_WHAT YOU NEED TO DO_: Two lines mark the range in the entries below: the one holding "Currently I am" and the one holding "-28,24 +28,49 @@ import". Set down those two and all lines between them, exactly.

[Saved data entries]
+ + +
PR #553, opened 2016-12-16
Small code style cleanup

davidxia:


src/main/java/com/spotify/docker/client/messages/AuthRegistryConfig.java
```diff
@@ -26,6 +26,7 @@
 import java.util.HashMap;
 import java.util.Map;
 import java.util.Objects;
+import jersey.repackaged.com.google.common.collect.ImmutableMap;
```
mattnworb: did you mean to import this repackaged class?

davidxia: Oops. Thanks.

Issue #419, opened 2016-04-23
Hanging on exiting Java process


pnathan:
Hi, I have a sample program that's hanging on exit. I have a notion there's not closing properly, but I don't _think_ so

```
package docker;
import com.spotify.docker.client.exceptions.DockerException;
import com.spotify.docker.client.messages.Container;
import org.slf4j.Logger;
import org.slf4j.LoggerFactory;
import com.spotify.docker.client.*;

import java.util.List;

public class Example {
   private static final Logger LOGGER = LoggerFactory.getLogger(MuxDemux.class);
   public static void main(String[] args) throws DockerException, InterruptedException {
      final DockerClient docker = new DefaultDockerClient("unix:///var/run/docker.sock");

      final List<Container> containers = docker.listContainers();

      LOGGER.info("Found " + Integer.toString(containers.size())) ;
      for (int i = 0; i < containers.size(); i++) {

         LOGGER.info("Detected container id: " + containers.get(i).id());
      }


     docker.close();
     LOGGER.info("Going home now") ;
   }
}
```

This code gets the container IDs, prints them, logs "Going home now", and then the program hangs; I have to control-C it.

My expectation is that docker.close() appropriately closes all waiting connections.

Two questions: (1) should this work (i.e., is this PEBKAC (always a possibility. :-) ), and if not, (2) what should I do to fix it?
- docker version: docker 1.10.3 on Debian
- docker-client version: 4.0.2
- Java 1.7

plamentotev:
if it hangs for about a minute then this is the same issue as #405

davidxia:
Should be fixed by #558.

Issue #405, opened 2016-03-30
docker.pull keeps JVM alive for a long time


RichoDemus:
## Description

After having run docker.pull() and docker.close, a thread called jersey-client-async-executor-0 is left alive for quite some time, preventing the JVM from terminating
## How to reproduce

I have created a small repo to reproduce this: https://github.com/RichoDemus/docker-pull-bug  
but I'm basically just doing

```
final DockerClient docker = DefaultDockerClient.fromEnv().build();  
docker.pull("alpine:latest");  
docker.close();  
```
## What do you expect

I expect that after doing docker.close and exiting the main method, the program should terminate right away
## What happened instead

The process stays alive for about a minute extra
## Software:
- docker version: 1.10.3
- docker-client version: 3.6.6
## Full backtrace

N/A

johnflavin:
This could be related to a Jersey issue ([2878](https://java.net/jira/browse/JERSEY-2878)). Jersey was keeping connections with an `InputStream` alive after their `close()` methods were called. It was reportedly fixed in version 2.21; `docker-client` uses 2.19.

But I don’t know enough about what is going on in the `pull()` method to know if this Jersey issue applies. Nor do I know what JUnit is doing differently to quickly close the connection during the test. :confused:

plamentotev:
I get this behavior will all commands not only pull. For example with the following code:
```java
        try(DockerClient dockerClient = DefaultDockerClient.builder()
                .uri("http://localhost:2375/")
                .build()) {
            System.out.println(dockerClient.version());
        }
``` 
the program hangs for about a minute after the version is printed to the console. Of course the reason is the connection pool used  by jersey. It uses non-daemon threads so this keeps the application alive. Still not sure why there are alive threads in the pool after the `dockerClient` is closed.

I've updated the jersey version to 2.21 and I don't see any difference too.

plamentotev:
I found it. The offender is [JERSEY-2969 - Client#close() not shutting down Async Executor](https://java.net/jira/browse/JERSEY-2969). it's fixed in 2.22.2. updating jersey dependency to 2.22.2 solved the problem.

nfleury:
@plamentotev  I was facing the same issue. Switching jersey-client to 2.22.2 fixed the issue. Would be nice to update this lib version ?

tobiaskohlbau:
Today I ran into the same issue. Are there any plans on updating jersey-client to 2.22.2 in the mainline version?
Would be glad if I maven version fixes this issue.

[...]

PR #558, opened 2016-12-23
upgrade jersey-client to 2.22.2

mattnworb:
addresess #405, #419


davidxia:
Would be good to verify with https://github.com/RichoDemus/docker-pull-bug.

davidxia:
I tested with https://github.com/RichoDemus/docker-pull-bug, and it works.

PR #574, opened 2017-01-03
Prevent exec start on a non-running container

davidxia:
Currently, trying to do run `execStart()` will make docker-client throw
a `DockerRequestException` with a generic 500 error message.

Instead have docker-client check if the container is running and throw
an `IllegalStateException` otherwise.


davidxia:
I didn't do anything for `execCreate` since that method doesn't know about the container ID for which the exec was created. So even though you can't start an exec for a container that's not running, I think the way it works right now (`ExecNotFoundException` is thrown) is OK.

PR #577, opened 2017-01-04
Inspect healthcheck

CGNonofr:


davidxia:
@CGNonofr Thanks for your PR. Which version(s) of Docker's API support this? Could you also add a test to `DefaultDockerClientTest` that checks the docker daemon actually provides this info?

CGNonofr:
This feature was added in v1.24. Unfortunately, you have to create an image with a Dockerfile containing the `HEALTHCHECK [...] CMD [...]` syntax. Since this api doesn't allow to create an image from a Dockerfile, I see no way to write this test.

davidxia:
Is this documented anywhere in the docker API docs?

CGNonofr:
I don't think.. it's mainly used by docker-compose but I don't found any related documentation.

johnflavin:
You can use `docker-client` to build an image from a Dockerfile. You need to create a test resource directory containing your Dockerfile, and use the `DockerClient.build(...)` method. See `DefaultDockerClientTest.testBuildImageIdWithBuildargs()` for a test that does this.

johnflavin:
`HEALTHCHECK` is in the Dockerfile documentation. https://docs.docker.com/engine/reference/builder/

CGNonofr:
Thanks!
Test added.
(I meant in https://docs.docker.com/engine/reference/api/docker_remote_api_v1.24/#/inspect-a-container)

CGNonofr:
The code coverage test is failing but I don't know what I should do to fix it!

davidxia:
rebased here https://github.com/spotify/docker-client/pull/583

PR #582, opened 2017-01-06
replace pojo boilerplate with AutoValue

davidxia:


davidxia:
@mattnworb @gimaker Going to merge this by EOD if no objections.

PR #585, opened 2017-01-12
Inspect healthcheck

davidxia:


davidxia:
Let me also add a test.

PR #667, opened 2017-03-06
MemoryStats compatible with Docker 1.13.x

icodethereforeiam:


davidxia:
@icodethereforeiam Thanks. Could you write a test for this as well or at least describe how to repro?

PR #674, opened 2017-03-13
Add builder for Device

### LINKED ISSUE #673: No builder for Device
## Description
Currently I am using v6.2.5 but was looking to upgrade to the most recent versions.  However it seems with the change to use AutoValue it's no longer possible to construct a Device? 

I currently use `HostConfig.builder().devices(new Device(...), new Device(...))` to run a container with an attached device.  With the AutoValue'd version Device is abstract so can't be initialized, and the AutoValue_Device isn't accessible.  Looks like a builder needs to be setup as well but I wasn't sure if this was intentional and in new versions should be adding devices some other way. 

https://github.com/spotify/docker-client/blob/master/src/main/java/com/spotify/docker/client/messages/Device.java
https://github.com/google/auto/blob/master/value/userguide/builders.md

davidxia:
fixes #673

### DIFF
--- a/src/main/java/com/spotify/docker/client/messages/Device.java
+++ b/src/main/java/com/spotify/docker/client/messages/Device.java
@@ -28,24 +28,49 @@ import com.fasterxml.jackson.annotation.JsonCreator;
 import com.fasterxml.jackson.annotation.JsonProperty;
 import com.google.auto.value.AutoValue;
 
+import javax.annotation.Nullable;
+
 @AutoValue
 @JsonAutoDetect(fieldVisibility = ANY, getterVisibility = NONE, setterVisibility = NONE)
 public abstract class Device {
 
+  @Nullable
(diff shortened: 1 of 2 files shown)


src/main/java/com/spotify/docker/client/messages/Device.java
```diff
@@ -28,24 +28,49 @@
 import com.fasterxml.jackson.annotation.JsonProperty;
 import com.google.auto.value.AutoValue;
 
+import javax.annotation.Nullable;
+
 @AutoValue
 @JsonAutoDetect(fieldVisibility = ANY, getterVisibility = NONE, setterVisibility = NONE)
 public abstract class Device {
 
+  @Nullable
```
davidxia: dockerd didn't complain when I didn't set this or `pathInContainer`. I'm not sure if it makes sense for these to be nullable though. Should we enforce in code?

PR #677, opened 2017-03-14
Test on v17.03.0-ce

johnflavin:
Test on latest docker release.


davidxia:
Perhaps we can just drop testing on 1.8.3 which was released 2015-10-12? My motivation for not testing on too many versions is that travis is really flaky and often fails to pull images or, less frequently, install docker. The fewer versions we test on, the less likely a PR is to fail.

johnflavin:
Makes sense.

davidxia:
Want to rebase on master? I saw a failure that https://github.com/spotify/docker-client/pull/681 fixes.

johnflavin:
This has already been rebased on master with #681. So maybe we do need #666.

PR #681, opened 2017-03-15
Fix autoremove test

johnflavin:
I have seen a lot of failed tests on 1.13 from `testAutoRemoveWhenSetToTrue`. I fixed that test.

### DIFF
--- a/src/test/java/com/spotify/docker/client/DefaultDockerClientTest.java
+++ b/src/test/java/com/spotify/docker/client/DefaultDockerClientTest.java
@@ -4170,7 +4170,7 @@ public class DefaultDockerClientTest {
     assertThat(info.hostConfig().storageOpt().get("size"), is("20G"));
   }
 
-  @Test(expected = ContainerNotFoundException.class)
+  @Test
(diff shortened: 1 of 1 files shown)


davidxia:
Thanks. This was annoying. Just curious how this fixes it though.

johnflavin:
I think the problem was this line:
```
assertThat(info.state().running(), equalTo(true));
```
The container wasn't created with any long-running command, so there was no guarantee that should be running when it was inspected. This also wasn't even necessary to assert, because that wasn't the purpose of the test. So I just removed that line.

The next problem, which just made it less obvious what was going on and harder to debug, is that the test was annotated with `@Test(expected = ContainerNotFoundException.class)`. That meant that, since the test failed with an assertion error, not with the expected exception, the message we got in the logs was `java.lang.AssertionError: Expected exception: com.spotify.docker.client.exceptions.ContainerNotFoundException`. The real cause of the failure was being masked by the exception annotation. So I changed that to use the `@Rule ExpectedException`. Now, the exception should only be thrown by that one line where we expect it to be thrown.

johnflavin:
Once this gets merged, I'll rebase my other open PRs on it.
+ + +
_ANSWER_:
Currently I am using v6.2.5 but was looking to upgrade to the most recent versions.  However it seems with the change to use AutoValue it's no longer possible to construct a Device? 

I currently use `HostConfig.builder().devices(new Device(...), new Device(...))` to run a container with an attached device.  With the AutoValue'd version Device is abstract so can't be initialized, and the AutoValue_Device isn't accessible.  Looks like a builder needs to be setup as well but I wasn't sure if this was intentional and in new versions should be adding devices some other way. 

https://github.com/spotify/docker-client/blob/master/src/main/java/com/spotify/docker/client/messages/Device.java
https://github.com/google/auto/blob/master/value/userguide/builders.md

davidxia:
fixes #673

### DIFF
--- a/src/main/java/com/spotify/docker/client/messages/Device.java
+++ b/src/main/java/com/spotify/docker/client/messages/Device.java
@@ -28,24 +28,49 @@ import com.fasterxml.jackson.annotation.JsonCreator;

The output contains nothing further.